在两个 python 列表开头查找公共元素的最快方法？

小能豆

在两个 python 列表开头查找公共元素的最快方法？

在两个 Python 列表的开头找到公共元素的最快方法是什么？我使用 for 循环对其进行了编码，但我认为使用列表推导式编写它会更快……不幸的是，我不知道如何在列表推导式中中断。这是我写的代码：

import datetime

list1=[1,2,3,4,5,6]
list2=[1,2,4,3,5,6]

#This is the "for loop" version, and takes about 60 ms on my machine
start=datetime.datetime.now()
out=[]
    for (e1, e2) in zip(list1, list2):
    if e1 == e2:
        out.append(e1)
    else:
        break
end=datetime.datetime.now()
print out
print "Execution time: %s ms" % (float((end - start).microseconds) / 1000)

#This is the list-comprehension version, it takes about 15 ms to run,
#but unfortunately returns the wrong result because I can't break the loop.
start=datetime.datetime.now()
out = [ e1 for (e1, e2) in zip(list1, list2) if e1 == e2 ]
end=datetime.datetime.now()
print out
print "Execution time: %s ms" % (float((end - start).microseconds) / 1000)

有没有不使用列表理解的好的解决方案？

阅读 9

2024-11-19

共1个答案

小能豆

你的问题在于试图在列表推导式中实现短路行为（即在不满足条件时终止迭代）。
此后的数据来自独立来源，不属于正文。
Issue #1308, opened 2023-11-08
Smoldot has panicked while executing task `sync-service-rococo_v2_2`


kratico:
Getting this error
```
Smoldot has panicked while executing task `sync-service-rococo_v2_2`. This is a bug in smoldot. Please open an issue at https://github.com/smol-dot/smoldot/issues with the following message:
panicked at 'assertion failed: curr.start_slot_number <= parent_slot_number', lib/src/verify/babe.rs:279:9
```

With the following script shared in [stackblitz](https://stackblitz.com/edit/smoldot-panic-i7pxqr?file=index.mjs)

```js
import { start } from "smoldot"
import chainSpec from "./rococo_v2_2.json" assert { type: "json" }

const client = start()

const chain = await client.addChain({ chainSpec: JSON.stringify(chainSpec) })

chain.sendJsonRpc(
  JSON.stringify({
    jsonrpc: "2.0",
    id: "id",
    method: "chainHead_unstable_follow",
    params: [true],
  }),
)

while (true) {
  try {
    console.log(await chain.nextJsonRpcResponse())
  } catch (error) {
    console.error(error)
    break
  }
}

chain.remove()

client.terminate()

``` 

I've checked this in [stackblitz](https://stackblitz.com/edit/smoldot-panic-i7pxqr?file=index.mjs) with `Node v18.18.0` and the following `smoldot` versions 
- `v2.0.7`,  `panicked at 'assertion failed: curr.start_slot_number <= parent_slot_number', lib/src/verify/babe.rs:280:9`
- `v2.0.6` and `v2.0.3`, stuck with `[sync-service-rococo_v2_2] GrandPa warp sync idle at block #7527149 (0x0x6cc8…d74a)`

Then, testing locally with OSX and `Node v18.18.0`, `smoldot` versions `v2.0.7`, `v2.0.6` and `v2.0.3` panic.

Note: I didn't have this issue on Monday with `smoldot@v2.0.3` so it might be related to a change in Rococo.

pepoviola:
Hi @kratico, I think is related to a current issue in `rococo` (the chain is currently stalled because of a wrong upgrade).

kratico:
Thx @pepoviola 

Follow up question, Should the `smoldot` client crash if a single chain is stalled?

kratico:
FYI, I'm using `smoldot` with many chains.
It is unfortunate that a single chain could make the `smoldot` client crash.

What would be the right way to recover from that?

[...]

PR #1317, opened 2023-11-10
Add more checks for the validity of the chain information

tomaka:
cc https://github.com/smol-dot/smoldot/issues/1308


tomaka:
Converted back to draft. Should also do Grandpa.

tomaka:
> Converted back to draft. Should also do Grandpa.

I've added a TODO instead, as it's a bit more complicated to do, and I kind of want to revisit this chain information system altogether at some point instead.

遗憾的是，Python 的列表推导式并不支持中途 break。不过，你可以使用更高效的方法解决这个问题。

下面是一些改进或替代解决方案：

1. 使用 `itertools.takewhile`

itertools.takewhile 是一个很好的工具，它可以从迭代器中获取满足特定条件的连续元素，一旦条件失败，就会停止处理。
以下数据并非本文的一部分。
PR #1325, opened 2023-11-12
Add `ChainNetwork::remove_chain`

tomaka:
cc #111


tomaka:
It is actually a bit more complicated than this PR does. Non-block-announce substreams (in particular inbound ones) can still be opened without the API user's knowledge.

PR #1358, opened 2023-11-18
Ban peer after disconnect

tomaka:
We currently don't ban peers when we fail to connect to them, leading to smoldot trying over and over again to connect to the same address.

Work in progress, because I need the changes in https://github.com/smol-dot/smoldot/pull/1357


tomaka:
The logic of this is actually a bit weird, because there's a phase where peers are in `unconnected_desired()` even though no `Disconnected` event has been generated.

PR #1362, opened 2023-11-19
statemine proof_decode fails

ermalkaleci:
We use `decode_proof` on chopsticks to decode current validation data, modify storage value and create new proof for the new block. This method worked fine and still works with current statemine but 3 days ago it failed. This is a test with proof nodes from block 5,800,000 which fails and one with recent block which works fine. Any idea why it fails and if it can happen again?


tomaka:
Since a proof can contain multiple trie roots (main trie and child trie), the proof decoding code takes all the nodes that are decodable, then removes the ones that are children of another proof entry. The ones that remain are considered as trie roots.

Storage values are also proof entries, but usually they aren't decodable so it's not a problem.
However, here, entry `e80300000090010000900100000000000000000001d198d83e299dc6445b36551102a4b2eaa47abacd3b0657b5b1e498475cd9dd2b005039278c0400000000000000000000005039278c0400000000000000000000` happens to be a decodable storage value. It is decodable, but its children aren't, hence the error.

I did it this way in order to avoid having to hardcode in the proof decoding code the child tries prefix (`:child_trie:default:`). If that entry was the storage value of a key that starts with `:child_trie:default:`, then the error would be legitimate.

tomaka:
This is a situation that can now happen as a result of the trie V1 format. It wasn't a problem when I wrote the code, and then later I didn't think about this.

There are two different ways of fixing this:

- Hardcode the child trie proof in the proof decoding.
- Treat errors as non-fatal unless all the trie nodes in the proof are invalid.

I think I would go for the latter.

ermalkaleci:
> Since a proof can contain multiple trie roots (main trie and child tries), the proof decoding code takes all the nodes that are decodable, then removes the ones that are children of another proof entry. The ones that remain are considered as trie roots.
> 
> Storage values are also proof entries, but usually they aren't decodable and so they are discarded. However, here, entry `e80300000090010000900100000000000000000001d198d83e299dc6445b36551102a4b2eaa47abacd3b0657b5b1e498475cd9dd2b005039278c0400000000000000000000005039278c0400000000000000000000` happens to be a decodable storage value. It is decodable, but its children aren't, hence the error.
> 
> I did it this way in order to avoid having to hardcode in the proof decoding code the child tries prefix (`:child_trie:default:`). If that entry was the storage value of a key that starts with `:child_trie:default:`, then the error would be legitimate.

I did a little digging but didn't understand why there were 2 root hashes, now it makes sense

from itertools import takewhile
import datetime

list1 = [1, 2, 3, 4, 5, 6]
list2 = [1, 2, 4, 3, 5, 6]

start = datetime.datetime.now()
out = [e1 for e1, e2 in takewhile(lambda pair: pair[0] == pair[1], zip(list1, list2))]
end = datetime.datetime.now()

print(out)
print("Execution time: %s ms" % (float((end - start).microseconds) / 1000))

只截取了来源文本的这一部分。